Developing a web application with Lumen and MySql

How to develop a simple but useful web application with the Php micro-framework Lumen and MySql in less than 30 minutes.

Lumen is a new Php micro-framework developed by Taylor Otwell, the same author of the famous Laravel framework. I wanted to give it a try and I am here to share my experimentations. I am not an expert of Lumen (yet), but I think one of the best characteristics of this framework is that it makes really really easy to bootstrap a new project. So to prove this, we will now build a fully functional app backed by a MySql database in less than 30 minutes. Are you ready to start?

A motivational quote everyday

Our app should be quite simple but I’d like also to make something useful. I am a big fan of motivational quotes, and if you follow me on Twitter (you should!) you probably already know it!

So, the idea is to build a web app that showcases a new quote everyday. This way, everyday when you wake up you can run your application and be inspired and motivated by a wise and energising quote to do your best!

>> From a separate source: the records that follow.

PR #1042, opened 2019-05-29
Highlight "Home" navigation when signed in.

### LINKED ISSUE #1027: "Home" navigation isn't highlighted when you are signed in
Firefox_Monitor
**Figure 1:** https://monitor.firefox.com/user/dashboard (signed in)

---

Firefox_Monitor
**Figure 2:** https://monitor.firefox.com/ (signed out)

---

https://github.com/mozilla/blurts-server/blob/8ce597e75b0d9fc96ff8279d3c2816fd52c7a61b/public/js/monitor.js#L167-L178

The logged in URL is https://monitor.firefox.com/user/dashboard, but the top nav link is:

```html
<a class="nav-link" ... href="/">Home</a>
```

Which means the `if` statement evaluates to something like this, which is why the ".active-link" class never gets appended to the class list:

```js
     if ("/" === "/user/dashboard") { 
       link.classList.add("active-link"); 
     } 
```

lesleyjanenorton:
- Adds highlighted "home" navigation for signed in users on the "/user/dashboard" page.
- Fixes bug where the "Security Tips" link does not appear highlighted if the user navigates to that page via one of the article links on another page.

Fixes #1027

### DIFF
--- a/public/js/monitor.js
+++ b/public/js/monitor.js
@@ -160,6 +160,22 @@ function toggleHeaderStates(header, win) {
   }
 }
 
+function styleActiveLink(locationHref) {
+  let queryString = `.nav-link[href='${locationHref}']`;
+  const activeLink = document.querySelector(queryString);
+  if (activeLink) {
+    return activeLink.classList.add("active-link");
+  }
+
+  if (~locationHref.indexOf("/dashboard")) {
+    queryString = queryString.replace("user/dashboard", "");
+    return document.querySelector(queryString).classList.add("active-link");
+  }
+  if (~locationHref.indexOf("/security-tips")) {
+    return document.querySelector(".nav-link[href*='/security-tips']").classList.add("active-link");
+  }
+}
+
 ( async() => {
   document.addEventListener("touchstart", function(){}, true);
   const win = window;
@@ -169,14 +185,7 @@ function toggleHeaderStates(header, win) {
     if (previousActiveLink) {
       previousActiveLink.classList.remove("active-link");
     }
-    const navLinks = document.querySelectorAll(".nav-link");
-
-    navLinks.forEach(link => {
-      if (link.href === win.location.href) {
-        link.classList.add("active-link");
-      }
-    });
-
+    styleActiveLink(win.location.href);
     if (win.location.search.includes("utm_") && win.history.replaceState) {
       win.history.replaceState({}, "", win.location.toString().replace(/[?&]utm_.*/g, ""));
     }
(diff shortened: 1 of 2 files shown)


public/js/monitor.js
```diff
@@ -160,6 +160,22 @@ function toggleHeaderStates(header, win) {
...
 }
 
+function styleActiveLink(locationHref) {
+  let queryString = `.nav-link[href='${locationHref}']`;
+  const activeLink = document.querySelector(queryString);
+  if (activeLink) {
+    return activeLink.classList.add("active-link");
+  }
+
+  if (~locationHref.indexOf("/dashboard")) {
```
groovecoder: Don't need to use bitwise OR (`~`) here. Let's just do `locationHref.indexOf("/dashboard") > -1` or `locationHref.indexOf("/dashboard") !== -1`

public/js/monitor.js
```diff
@@ -160,6 +160,22 @@ function toggleHeaderStates(header, win) {
...
+    queryString = queryString.replace("user/dashboard", "");
+    return document.querySelector(queryString).classList.add("active-link");
+  }
+  if (~locationHref.indexOf("/security-tips")) {
```
groovecoder: Same here.

public/js/monitor.js
pdehaan: I ain't gonna lie. I had to Bing exactly what the bitwise `~` operator was.
+1 to using `!locationHref.includes("/dashboard")` or what @groovecoder suggests above.
I also had to refresh my memory on the 2 logged in routes, which were:
- /user/preferences
- /user/dashboard

So my guess is that when the user is on /user/preferences, nothing will be highlighted, but that seems reasonable.

I can't really think of any other better solutions, unless it makes sense to check for the `/user/dashboard` route first, and overwrite it with the `/` route:

```js
function setActiveLink(locationHref) {
  if (locationHref === "/user/dashboard") {
    locationHref = "/";
  }
  const queryString = `.nav-link[href='${locationHref}']`;
  const activeLink = document.querySelector(queryString);
  if (activeLink) {
    return activeLink.classList.add("active-link");
  }
  ...
}
```

pdehaan: There is also an ESLint [`no-bitwise`](https://eslint.org/docs/rules/no-bitwise) rule which disallows bitwise operators:

> **disallow bitwise operators** (`no-bitwise`)
> The use of bitwise operators in JavaScript is very rare and often `&` or `|` is simply a mistyped `&&` or `||`, which will lead to unexpected behavior.

Doesn't throw any existing errors in our code, not sure if we want to bother adding it to our ESLint config.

To work best our app should obviously be fancy, with über cool background images, like in the screenshot above. That’s an importante detail!

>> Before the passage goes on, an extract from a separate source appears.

PR #1047, opened 2019-05-29
Update dashboard and preferences pages.

lesleyjanenorton:
- Adds form for adding additional emails to the dashboard page and shows an "Email Sent!" message.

Motivational quotes Lumen Php app screenshot

A new Lumen project

Let’s start. First of all, to create a new Lumen project, we need to have the Lumen command line installer. A very simple tool, which in turn uses Composer, that allow us to bootstrap a new Lumen project in few seconds. To get it ensure to have installed Composer globally and run the following command:

composer global require "laravel/lumen-installer=~1.0"

Note: you might need to use sudo, depending on the way you installed Composer.

Once we have done this we have a new toy in our shell: the lumen command. We can now create a new project by running:

lumen new motivational

motivational is the name of our new app. The command creates a new folder for it and downloads all the dependencies.

To see our application live we need to cd into our motivational folder and run

php artisan serve

Our project will be immediately up and running on http://localhost:8000.

Define the data model

We said we want to showcase quotes and in our case a quote is made up by:

  • a text (The quoted text itself)
  • an author (The name of the author of the quote)
  • a background image (Yes, to make everything fancier)

In order to manage data from the database, we need to enable Eloquent (the Lumen/Laravel ORM library), configure our database connection, create a migration and a model and finally seed our database. Let’s do it step by step.

Enable Eloquent

To enable Eloquent we need to edit the file bootstrap/app.php and remove the comment on the following lines:

$app->withFacades();
$app->withEloquent();

Notice that the first line enables the support for Facades (a very common feature used in Laravel and inherited by Lumen) that simplifies the usage of some of the core classes of the framework.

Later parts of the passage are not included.